** Records for the exercise follows **

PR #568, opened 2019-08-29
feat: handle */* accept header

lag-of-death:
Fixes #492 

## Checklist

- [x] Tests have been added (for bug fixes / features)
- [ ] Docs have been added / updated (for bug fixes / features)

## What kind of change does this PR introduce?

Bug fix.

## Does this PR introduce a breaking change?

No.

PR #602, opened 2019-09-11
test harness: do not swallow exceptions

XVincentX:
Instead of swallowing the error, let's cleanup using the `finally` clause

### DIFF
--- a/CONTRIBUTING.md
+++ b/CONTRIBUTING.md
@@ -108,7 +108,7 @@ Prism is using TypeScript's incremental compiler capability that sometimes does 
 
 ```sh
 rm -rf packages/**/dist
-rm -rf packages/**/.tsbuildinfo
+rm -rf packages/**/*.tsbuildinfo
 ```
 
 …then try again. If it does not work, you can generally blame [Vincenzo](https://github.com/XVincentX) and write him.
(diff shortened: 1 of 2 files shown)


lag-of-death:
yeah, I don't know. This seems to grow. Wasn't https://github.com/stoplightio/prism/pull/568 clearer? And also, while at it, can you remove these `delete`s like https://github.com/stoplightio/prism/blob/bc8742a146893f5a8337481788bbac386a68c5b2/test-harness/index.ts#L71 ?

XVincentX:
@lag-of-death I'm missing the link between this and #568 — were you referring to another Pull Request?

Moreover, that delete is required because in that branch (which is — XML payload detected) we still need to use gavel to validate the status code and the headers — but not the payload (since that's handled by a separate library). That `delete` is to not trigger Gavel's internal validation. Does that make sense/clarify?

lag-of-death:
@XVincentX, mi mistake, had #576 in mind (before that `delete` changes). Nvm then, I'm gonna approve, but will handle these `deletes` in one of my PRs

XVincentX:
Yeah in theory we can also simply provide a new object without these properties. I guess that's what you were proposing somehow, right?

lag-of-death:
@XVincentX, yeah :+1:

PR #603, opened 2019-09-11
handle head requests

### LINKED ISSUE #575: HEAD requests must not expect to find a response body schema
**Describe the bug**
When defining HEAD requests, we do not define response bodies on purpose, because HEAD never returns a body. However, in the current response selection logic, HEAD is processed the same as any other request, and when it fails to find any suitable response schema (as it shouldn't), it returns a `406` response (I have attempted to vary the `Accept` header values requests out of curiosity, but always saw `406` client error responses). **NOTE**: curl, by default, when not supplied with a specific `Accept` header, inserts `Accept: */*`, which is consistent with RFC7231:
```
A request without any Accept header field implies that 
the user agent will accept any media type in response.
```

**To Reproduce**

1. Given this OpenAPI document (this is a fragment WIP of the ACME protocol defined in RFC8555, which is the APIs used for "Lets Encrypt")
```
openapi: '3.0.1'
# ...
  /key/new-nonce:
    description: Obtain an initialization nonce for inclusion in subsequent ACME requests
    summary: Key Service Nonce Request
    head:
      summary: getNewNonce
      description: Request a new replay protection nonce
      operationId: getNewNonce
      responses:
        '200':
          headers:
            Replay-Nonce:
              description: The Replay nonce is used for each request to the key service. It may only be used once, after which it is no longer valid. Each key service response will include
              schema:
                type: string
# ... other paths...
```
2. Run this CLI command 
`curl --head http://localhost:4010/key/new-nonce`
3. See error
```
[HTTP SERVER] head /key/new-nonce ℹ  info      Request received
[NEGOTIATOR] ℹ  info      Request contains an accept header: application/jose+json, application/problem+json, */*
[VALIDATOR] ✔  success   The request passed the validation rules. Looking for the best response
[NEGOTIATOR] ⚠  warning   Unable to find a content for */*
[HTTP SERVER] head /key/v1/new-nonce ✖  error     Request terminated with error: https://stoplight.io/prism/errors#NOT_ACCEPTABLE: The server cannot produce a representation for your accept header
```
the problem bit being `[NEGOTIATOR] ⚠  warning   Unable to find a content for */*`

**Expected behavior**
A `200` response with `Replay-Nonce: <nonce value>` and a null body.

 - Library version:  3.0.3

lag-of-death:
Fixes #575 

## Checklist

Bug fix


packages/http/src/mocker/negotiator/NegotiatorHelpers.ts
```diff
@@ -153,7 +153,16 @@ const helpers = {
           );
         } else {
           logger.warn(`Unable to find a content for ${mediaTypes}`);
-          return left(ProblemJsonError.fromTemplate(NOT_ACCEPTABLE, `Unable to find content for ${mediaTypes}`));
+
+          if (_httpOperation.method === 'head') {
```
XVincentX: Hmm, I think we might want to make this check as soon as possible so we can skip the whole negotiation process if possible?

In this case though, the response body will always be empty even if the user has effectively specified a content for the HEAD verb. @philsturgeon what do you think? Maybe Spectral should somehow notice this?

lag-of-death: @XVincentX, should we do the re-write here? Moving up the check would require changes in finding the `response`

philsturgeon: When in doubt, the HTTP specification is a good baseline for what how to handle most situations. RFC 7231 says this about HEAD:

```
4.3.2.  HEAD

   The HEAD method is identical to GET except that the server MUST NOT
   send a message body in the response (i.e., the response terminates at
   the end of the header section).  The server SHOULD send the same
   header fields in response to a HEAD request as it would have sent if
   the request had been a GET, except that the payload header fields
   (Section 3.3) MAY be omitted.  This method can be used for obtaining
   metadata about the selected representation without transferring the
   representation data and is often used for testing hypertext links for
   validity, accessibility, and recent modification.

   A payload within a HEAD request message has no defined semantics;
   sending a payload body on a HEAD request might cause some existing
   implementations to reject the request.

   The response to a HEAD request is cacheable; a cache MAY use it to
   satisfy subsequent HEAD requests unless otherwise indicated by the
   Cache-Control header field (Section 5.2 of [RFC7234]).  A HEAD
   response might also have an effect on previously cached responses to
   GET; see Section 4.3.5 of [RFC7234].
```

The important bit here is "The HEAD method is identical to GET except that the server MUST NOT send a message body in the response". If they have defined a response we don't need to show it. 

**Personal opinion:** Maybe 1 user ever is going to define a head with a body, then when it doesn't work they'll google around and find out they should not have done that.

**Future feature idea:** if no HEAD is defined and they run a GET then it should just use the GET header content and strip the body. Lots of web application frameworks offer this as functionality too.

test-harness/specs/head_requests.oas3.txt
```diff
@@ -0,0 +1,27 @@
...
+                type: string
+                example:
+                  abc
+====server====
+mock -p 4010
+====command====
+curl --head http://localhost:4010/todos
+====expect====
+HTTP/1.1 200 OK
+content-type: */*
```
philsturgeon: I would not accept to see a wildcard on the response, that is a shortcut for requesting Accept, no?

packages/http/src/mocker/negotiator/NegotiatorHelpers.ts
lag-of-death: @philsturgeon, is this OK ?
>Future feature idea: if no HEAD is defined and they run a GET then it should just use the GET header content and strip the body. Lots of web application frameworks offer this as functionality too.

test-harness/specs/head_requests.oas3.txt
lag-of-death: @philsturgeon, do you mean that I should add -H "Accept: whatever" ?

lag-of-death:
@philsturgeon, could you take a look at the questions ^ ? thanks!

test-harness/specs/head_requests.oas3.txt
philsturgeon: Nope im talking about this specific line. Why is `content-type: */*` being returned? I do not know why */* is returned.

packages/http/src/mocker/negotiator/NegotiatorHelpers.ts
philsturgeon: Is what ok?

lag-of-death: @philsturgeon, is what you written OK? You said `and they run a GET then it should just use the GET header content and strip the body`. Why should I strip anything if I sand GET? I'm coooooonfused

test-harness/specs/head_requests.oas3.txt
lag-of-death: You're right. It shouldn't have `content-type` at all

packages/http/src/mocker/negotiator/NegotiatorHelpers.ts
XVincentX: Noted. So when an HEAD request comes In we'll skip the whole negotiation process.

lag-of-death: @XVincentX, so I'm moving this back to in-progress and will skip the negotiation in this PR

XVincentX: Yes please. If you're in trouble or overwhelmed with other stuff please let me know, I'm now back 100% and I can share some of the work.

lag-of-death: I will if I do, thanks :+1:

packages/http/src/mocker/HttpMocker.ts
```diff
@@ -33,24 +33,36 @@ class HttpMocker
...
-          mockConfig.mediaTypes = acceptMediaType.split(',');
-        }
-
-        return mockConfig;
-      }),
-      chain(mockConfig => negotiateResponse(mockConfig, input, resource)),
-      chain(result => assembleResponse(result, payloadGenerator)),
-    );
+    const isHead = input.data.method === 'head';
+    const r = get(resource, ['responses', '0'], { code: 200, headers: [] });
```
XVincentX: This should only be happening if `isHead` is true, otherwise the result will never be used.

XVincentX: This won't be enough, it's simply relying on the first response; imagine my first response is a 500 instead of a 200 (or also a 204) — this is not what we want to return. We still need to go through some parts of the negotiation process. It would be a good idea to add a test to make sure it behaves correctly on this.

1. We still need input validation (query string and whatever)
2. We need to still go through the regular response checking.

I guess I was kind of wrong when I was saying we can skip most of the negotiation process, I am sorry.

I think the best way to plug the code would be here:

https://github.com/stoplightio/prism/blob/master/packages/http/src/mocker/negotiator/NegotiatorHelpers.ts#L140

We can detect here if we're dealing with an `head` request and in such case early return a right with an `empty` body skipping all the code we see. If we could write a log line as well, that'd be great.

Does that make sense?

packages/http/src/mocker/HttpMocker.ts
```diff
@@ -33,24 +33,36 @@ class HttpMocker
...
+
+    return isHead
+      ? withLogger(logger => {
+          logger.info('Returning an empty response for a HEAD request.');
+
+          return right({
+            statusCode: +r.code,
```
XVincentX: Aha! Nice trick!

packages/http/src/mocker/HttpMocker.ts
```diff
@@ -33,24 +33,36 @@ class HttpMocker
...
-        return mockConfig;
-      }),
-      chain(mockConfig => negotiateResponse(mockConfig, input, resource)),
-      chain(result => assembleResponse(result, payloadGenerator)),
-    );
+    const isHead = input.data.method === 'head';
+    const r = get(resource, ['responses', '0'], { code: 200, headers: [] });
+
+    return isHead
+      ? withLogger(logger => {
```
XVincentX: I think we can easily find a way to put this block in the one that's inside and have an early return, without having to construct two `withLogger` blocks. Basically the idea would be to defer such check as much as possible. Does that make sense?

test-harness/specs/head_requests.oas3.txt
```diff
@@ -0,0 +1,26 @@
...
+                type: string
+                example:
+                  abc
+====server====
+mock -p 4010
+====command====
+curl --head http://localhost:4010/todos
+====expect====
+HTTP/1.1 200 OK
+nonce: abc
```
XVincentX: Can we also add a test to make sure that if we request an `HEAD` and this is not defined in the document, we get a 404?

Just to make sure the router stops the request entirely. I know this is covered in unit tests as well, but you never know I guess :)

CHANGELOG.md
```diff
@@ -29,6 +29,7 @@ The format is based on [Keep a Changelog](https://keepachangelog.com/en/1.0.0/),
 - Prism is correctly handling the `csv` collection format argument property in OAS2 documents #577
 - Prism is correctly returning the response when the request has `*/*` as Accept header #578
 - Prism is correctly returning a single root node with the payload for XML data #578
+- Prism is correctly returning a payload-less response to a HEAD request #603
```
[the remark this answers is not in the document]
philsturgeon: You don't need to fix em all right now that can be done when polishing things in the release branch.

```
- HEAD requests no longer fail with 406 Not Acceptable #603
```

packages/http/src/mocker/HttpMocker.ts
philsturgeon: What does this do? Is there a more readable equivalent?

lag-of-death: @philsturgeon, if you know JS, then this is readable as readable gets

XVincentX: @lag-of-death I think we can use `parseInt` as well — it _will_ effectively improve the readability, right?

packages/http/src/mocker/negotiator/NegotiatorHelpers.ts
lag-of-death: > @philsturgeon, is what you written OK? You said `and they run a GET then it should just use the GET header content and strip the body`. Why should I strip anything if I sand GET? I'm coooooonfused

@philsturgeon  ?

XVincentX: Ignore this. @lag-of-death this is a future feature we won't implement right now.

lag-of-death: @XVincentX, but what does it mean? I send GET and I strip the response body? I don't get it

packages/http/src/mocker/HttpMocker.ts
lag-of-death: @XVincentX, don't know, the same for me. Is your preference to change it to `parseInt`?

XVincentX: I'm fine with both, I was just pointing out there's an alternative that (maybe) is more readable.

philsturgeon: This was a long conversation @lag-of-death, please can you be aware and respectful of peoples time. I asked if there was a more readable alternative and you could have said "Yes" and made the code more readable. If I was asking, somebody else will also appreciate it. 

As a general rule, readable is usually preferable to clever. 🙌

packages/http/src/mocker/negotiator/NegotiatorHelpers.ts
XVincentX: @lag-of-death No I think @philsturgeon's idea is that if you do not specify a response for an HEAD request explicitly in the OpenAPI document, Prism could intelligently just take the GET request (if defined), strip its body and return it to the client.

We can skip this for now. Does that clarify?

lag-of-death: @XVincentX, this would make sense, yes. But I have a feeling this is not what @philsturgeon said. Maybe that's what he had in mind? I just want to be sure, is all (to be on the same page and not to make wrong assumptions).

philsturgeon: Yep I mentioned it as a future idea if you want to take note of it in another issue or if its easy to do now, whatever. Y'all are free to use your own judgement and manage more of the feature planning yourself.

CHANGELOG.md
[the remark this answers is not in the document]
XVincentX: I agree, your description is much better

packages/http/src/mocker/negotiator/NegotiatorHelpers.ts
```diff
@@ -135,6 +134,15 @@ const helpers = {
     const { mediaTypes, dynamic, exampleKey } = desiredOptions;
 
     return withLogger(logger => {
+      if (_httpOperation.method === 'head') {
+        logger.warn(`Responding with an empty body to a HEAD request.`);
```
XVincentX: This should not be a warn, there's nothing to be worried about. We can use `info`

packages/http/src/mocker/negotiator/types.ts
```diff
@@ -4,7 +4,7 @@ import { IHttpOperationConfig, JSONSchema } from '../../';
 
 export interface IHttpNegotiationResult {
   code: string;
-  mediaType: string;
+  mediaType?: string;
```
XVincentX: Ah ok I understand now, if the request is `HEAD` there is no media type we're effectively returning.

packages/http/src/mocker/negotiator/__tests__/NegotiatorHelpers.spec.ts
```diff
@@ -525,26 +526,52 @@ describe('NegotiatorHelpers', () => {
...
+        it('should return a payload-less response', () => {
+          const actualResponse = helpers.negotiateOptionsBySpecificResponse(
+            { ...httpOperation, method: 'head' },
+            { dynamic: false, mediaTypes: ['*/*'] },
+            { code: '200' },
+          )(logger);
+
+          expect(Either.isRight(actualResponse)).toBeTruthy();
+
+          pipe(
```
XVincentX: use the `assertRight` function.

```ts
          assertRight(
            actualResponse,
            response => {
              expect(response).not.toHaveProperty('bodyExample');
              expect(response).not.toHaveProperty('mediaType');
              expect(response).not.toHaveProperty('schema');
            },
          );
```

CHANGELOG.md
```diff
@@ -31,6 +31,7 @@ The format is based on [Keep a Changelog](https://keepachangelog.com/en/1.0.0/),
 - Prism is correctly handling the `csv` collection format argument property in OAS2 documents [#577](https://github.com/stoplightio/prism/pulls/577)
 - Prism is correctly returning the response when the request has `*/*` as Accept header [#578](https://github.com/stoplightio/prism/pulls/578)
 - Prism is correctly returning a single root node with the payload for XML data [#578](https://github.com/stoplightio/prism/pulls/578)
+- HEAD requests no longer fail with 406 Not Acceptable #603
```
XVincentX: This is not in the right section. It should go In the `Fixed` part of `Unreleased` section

** End of Records for the exercise **

- _Activity_: A complete answer reproduces every line of the records in which the word "most" occurs.

- _Answer to this task_:
philsturgeon: When in doubt, the HTTP specification is a good baseline for what how to handle most situations. RFC 7231 says this about HEAD:
I guess I was kind of wrong when I was saying we can skip most of the negotiation process, I am sorry.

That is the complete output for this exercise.